Killington, Woodstock businesses see all-time economic boom

By Ethan Weinstein

As Covid restrictions dropped and people acted upon their pent up urge to travel, tourism surged in Killington and Woodstock this past summer and fall.

Few can speak to the Killington economy like Chris Karr, who owns the Karr Group, which operates six eateries in Killington. Plus, Karr serves on the town Select Board. “We’ve surely seen an uptick in business — in all establishments, not just mine,” he said. “The challenge becomes keeping open on a consistent basis.”

Karr has dealt with staff shortages in his restaurants, forcing him to limit his hours of operation. Charity’s and The Foundry are closed two days a week, whereas all of Karr’s businesses used to run all seven days. 

Karr credited Killington’s investment in mountain biking operations to much of the summer and fall’s tourism. “That’s helped the entire region grow,” he said, and it’s put “more heads in beds,” helping local lodging businesses. 

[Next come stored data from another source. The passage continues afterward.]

PR #1403, opened 2021-08-18
feat: enable HSTS by default on all the publick8s cluster

dduportal:
This PR comes from INFRA-2998 and aims at enabling HSTS globally on the public ingress of the cluster `publick8s` by default, unless disabled per ingress rules.

It reverts the content of https://github.com/jenkins-infra/charts/pull/98 as tipped by @timja , now that we have HTTPS mirrors (and that the charts allows disabling HSTS per ingress rule).

The HSTS values are the default recommended per https://hstspreload.org/.

⚠️ Please note that this PR, once merged and deployed, might break some usages (clictracking, stats, cross sites). It is a non easy topics, so if we breaks usages, we'll have to avoid disabling it and instead fine tune (per website, or header values).
=> It means that a torough reveiw is required

### DIFF
--- a/helmfile.d/nginx-ingress.yaml
+++ b/helmfile.d/nginx-ingress.yaml
@@ -37,6 +37,11 @@ releases:
             # I doubt we need it at the moment, hence this comment.
             # https://kubernetes.github.io/ingress-nginx/user-guide/nginx-configuration/configmap/#use-geoip2
             use-geoip2: "true"
+            hsts: "true"
+            hsts-preload: "true"
+            hsts-include-subdomains: "true"
+            # Should be 2 years as per https://hstspreload.org/
+            hsts-max-age: "86400" # 24 hours, as a first gradual HSTS deployment - see INFRA-2998
           replicaCount: 2
           ingressClass: public-ingress
           service:
--- a/charts/uplink/values.yaml
+++ b/charts/uplink/values.yaml
@@ -40,7 +40,6 @@ ingress:
   annotations:
     kubernetes.io/tls-acme: "true"
     kubernetes.io/ingress.class: "nginx"
-    nginx.ingress.kubernetes.io/hsts: "true"
     nginx.ingress.kubernetes.io/rewrite-target: /
     nginx.ingress.kubernetes.io/ssl-redirect: "true"
   hosts:
@@ -71,7 +70,7 @@ tolerations: []
 affinity: {}
 
 postgresql:
-  url: 
+  url:
 client:
   id: ""
   secret: ""
--- a/config/default/accountapp.yaml
+++ b/config/default/accountapp.yaml
@@ -3,7 +3,7 @@ ingress:
   annotations:
     "cert-manager.io/cluster-issuer": "letsencrypt-prod"
     "kubernetes.io/ingress.class": "public-ingress"
-    "nginx.ingress.kubernetes.io/hsts": "true"
+
     "nginx.ingress.kubernetes.io/ssl-redirect": "true"
     "nginx.ingress.kubernetes.io/affinity": "cookie"
 
--- a/config/default/captain-hook.yaml
+++ b/config/default/captain-hook.yaml
@@ -4,7 +4,7 @@ ingress:
   annotations:
     # "cert-manager.io/cluster-issuer": "letsencrypt-prod"
     "kubernetes.io/ingress.class": "public-ingress"
-    "nginx.ingress.kubernetes.io/hsts": "true"
+
     # "nginx.ingress.kubernetes.io/ssl-redirect": "true"
     # tls:
     #   - hosts:
--- a/config/default/custom-distribution-service.yaml
+++ b/config/default/custom-distribution-service.yaml
@@ -3,7 +3,7 @@ ingress:
   annotations:
     "cert-manager.io/cluster-issuer": "letsencrypt-prod"
     "kubernetes.io/ingress.class": "public-ingress"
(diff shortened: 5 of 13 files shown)


MarkEWaite:
My last experience with HSTS enabled on a site was bad due to the "sticky" nature of the HSTS setting.  If I understand correctly, once a browser sees a site is HSTS enabled, there is no way to "undo" that setting.  Agreed that we need careful review and thought before this is merged

dduportal:
That's a good point: we might want to re-introduce HSTS gradually.
WDYT about starting with a 1 day max age for 7 days. If no issue, then we can move to 1 week max age for 2 weeks, and then 1 month for 2 month, until the 2 years limits?

helmfile.d/nginx-ingress.yaml
```diff
@@ -37,6 +37,10 @@ releases:
             # I doubt we need it at the moment, hence this comment.
             # https://kubernetes.github.io/ingress-nginx/user-guide/nginx-configuration/configmap/#use-geoip2
             use-geoip2: "true"
+            hsts: "true"
+            hsts-preload: "true"
+            hsts-include-subdomains: "true"
```
olblak, line 42: Enabling HSTS by default on every website under jenkins.io and jenkins-ci.org for two years is seriously annoying. We've been there and decided to only enable it for specific endpoints.
Last time we broke the mirroring infrastructure with that setting which should be fine now we it's available on https but we need to double check

helmfile.d/nginx-ingress.yaml
```diff
@@ -37,6 +37,10 @@ releases:
...
+            hsts-max-age: "63072000" # 2 years as per https://hstspreload.org/
```
olblak, line 43: I agree it's already a nice improvement to increase by default the hsts max age

helmfile.d/nginx-ingress.yaml
olblak: I think that by default I would enable HSTS by default *but* I would not enable it for subdomains so we can still disable HSTS for a specific website if we need it

timja: I _think_ it should be ok, but it will probably break something =/

dduportal:
PR updated with the following changes, trying to take all your feedbacks in account, WDYT?

* Removing the HSTS for subdomains, to ensure any ingress rule can opt-out easily without requiring web browsers to be reset individually
* Defined the max age at 24h for now (with an inline comment), so if we break something, the impact would last only 24h

Please note that there is already an ingress rule that explictly disable HSTS: https://github.com/jenkins-infra/charts/blob/4173be64f6a814eb6b8fd04ddef363e741a5f20c/config/default/mirrorbits.yaml#L26

timja:
> PR updated with the following changes, trying to take all your feedbacks in account, WDYT?
> 
> * Removing the HSTS for subdomains, to ensure any ingress rule can opt-out easily without requiring web browsers to be reset individually
> * Defined the max age at 24h for now (with an inline comment), so if we break something, the impact would last only 24h
> 
> Please note that there is already an ingress rule that explictly disable HSTS:
> 
> https://github.com/jenkins-infra/charts/blob/4173be64f6a814eb6b8fd04ddef363e741a5f20c/config/default/mirrorbits.yaml#L26

HSTS is on most services already though. (including get.jenkins.io, not sure what that ingress rule you mean is doing as it's on)
Can't say I really see the point in this 24h setting if you aren't including sub domains, as it's already enabled.

Setting includeSubDomains with 24h would make sense as it's easier to fix any issues / roll it back if needed

dduportal:
> HSTS is on most services already though. (including get.jenkins.io, not sure what that ingress rule you mean is doing as it's on)
> Can't say I really see the point in this 24h setting if you aren't including sub domains, as it's already enabled.
> 
> Setting includeSubDomains with 24h would make sense as it's easier to fix any issues / roll it back if needed

Thanks @timja! I (wrongly) assumed that the annotation was working, but it is not:

```shell
date && curl -s -vv  https://get.jenkins.io -o /dev/null 2>&1 | grep -i 'x-'
Thu Aug 19 10:38:41 CEST 2021
< strict-transport-security: max-age=15724800; includeSubDomains
```

* https://kubernetes.github.io/ingress-nginx/user-guide/nginx-configuration/configmap/#hsts => Only through the configmap (e.g. through the `config:` directive for each nginx controller in the helm chart values for us).
* https://kubernetes.github.io/ingress-nginx/user-guide/nginx-configuration/annotations/ => does not mention HSTS
* https://docs.nginx.com/nginx-ingress-controller/configuration/ingress-resources/advanced-configuration-with-annotations/ mentions the annotations `nginx.org/hsts*` but it's with the Nginx Inc. ingress controller (not ours)
* https://github.com/kubernetes/ingress-nginx/issues/549 => HSTS is enabled by default on any TLS `server` block on the ingress-nginx, and the default is 6 month ages (e.g. `15724800` seconds) with subdomains.

The 300s max age from https://www.jenkins.io is not coming from the ingress though: @olblak pointed me that it might be Fastly: that would be a separate configuration update.

Let me update the PR accordingly to your feedbacks

helmfile.d/nginx-ingress.yaml
dduportal: see comments below

dduportal:
PR updated:

- Subdomains are present
- All HSTS annotations removed (because ignored)
- Max Age set to 24h even though it will be overridden by fastly for some domains

timja (approved):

The current real estate boom, Karr said, also helps explain the success he’s seen in the restaurant business. Not only are second homes being bought with cash, but people are deciding to live in the area full time while working remotely. He said increased enrollment at Killington Elementary School highlights all the new, young families who are here to stay. 

Phil Black, who owns The Lookout in Killington as well as Base Camp Outfitters, noted an unprecedented increase in business, too. “The Lookout’s summer was like February vacation for two straight months, followed by an even busier fall,” he said. He called the two seasons “a significant jump from anything I’ve seen in my 30 years here in Killington.”

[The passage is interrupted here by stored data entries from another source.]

PR #1404, opened 2021-08-18
Increase loki storage

olblak:
The Loki pod is running out of space.
I am not sure yet if it support live resizing


dduportal (approved):
🚀

olblak:
It appears that it can automatically resize the disk, we just have to restart the pod 
https://kubernetes.io/blog/2018/07/12/resizing-persistent-volumes-using-kubernetes/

At Base Camp, which sells all the gear needed to get people enjoying the outdoors, Black mentioned some difficulty acquiring merchandise, but that did little to slow business. 

Mountain bike trails opened earlier than usual, and bike-related sales “never let up until a week after Columbus Day,” Black said.

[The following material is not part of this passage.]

PR #320, opened 2026-08-28
fix(widget): fall back to the identified contact's own email/phone in pre-chat validation

mateusbellozupko:
## Summary
- `Api::V1::Widget::BaseController#contact_email` and `#contact_phone_number` only ever read from the incoming request's `contact` params — unlike `#contact_name`, they had no fallback to the already-identified `@contact`'s own stored data.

Despite a less than average number of skier visits last last winter caused by travel restrictions on out-of-staters,
Killington Resort posted promising summer and fall numbers. Mountain bike visits were up over 35% compared to 2019 and 2020, hitting 50,000 — a record. Mountain biking’s increased popularity at Killington is also reflected in the resort’s sale of year round season passes (a.k.a. Beast 365 passes), which have more than tripled since in 2019. 

The resort expects year-round visits to increase in coming years, with extensive new mountain bike trails planned in partnership with Gravity Logic for the next five year build out. For this winter season, Killington has spent over $5 million on ski-related upgrades, reflecting confidence in the future success of the resort. 

Some of the economic success in the town of Killington can be understood through the 2020 Census. In the last 10 years, Killington’s full-time population rose from 811 to 1407, a 73.5% increase. That is one of the largest increases in the state, and an anomaly in Rutland County, which did not see an increase in population overall. Many other Vermont ski resort towns, like Dover, Stratton and Stowe, also saw a significant influx of full-time residents. 

It is worth noting that the Census was conducted in the spring of 2020, and many people have continued moving to the area since then, driven by the pandemic. 

To the east, Woodstock businesses have seen a similar influx of tourists, and with them, profits.

Jeff Kahn, who owns Unicorn and is the chair of the Village Trustees, told the Vermont Standard that he has seen “nothing like this in the past 15 years.” Kahn has owned his business for 40 years and has seen ups and down in tourist trends. Foot traffic has been up, leading Kahn to keep Unicorn open seven days a week in spite of staffing shortages. 

The increase in retail business has accompanied a similar rise in hotel stays. Patrick Fultz, who owns and operates the Sleep Woodstock Motel on Route 4, said that the motel was almost completely booked from the first week of September through October. Early November brought a brief respite, but many rooms are already booked for the holiday season. Fultz and his team have managed the increased business while working one staff member short, unable to fill the position as every business seems to be hiring.

In order to deal with all the tourism, the Woodstock Village Trustees and Chamber of Commerce have allowed pop-up food stands and food trucks, as the town does not have the restaurant capacity to handle all the hungry mouths. That said, The Brasserie, a new restaurant in the village, is slated to open in the near future.

Although staffing shortages make business difficult, the town’s economic development council is investing in the future, allocating $100,000 to market the town over the next couple years. The move is a sign that town leaders believe the staffing problems will only be temporary, and that it is best to court as much business as possible.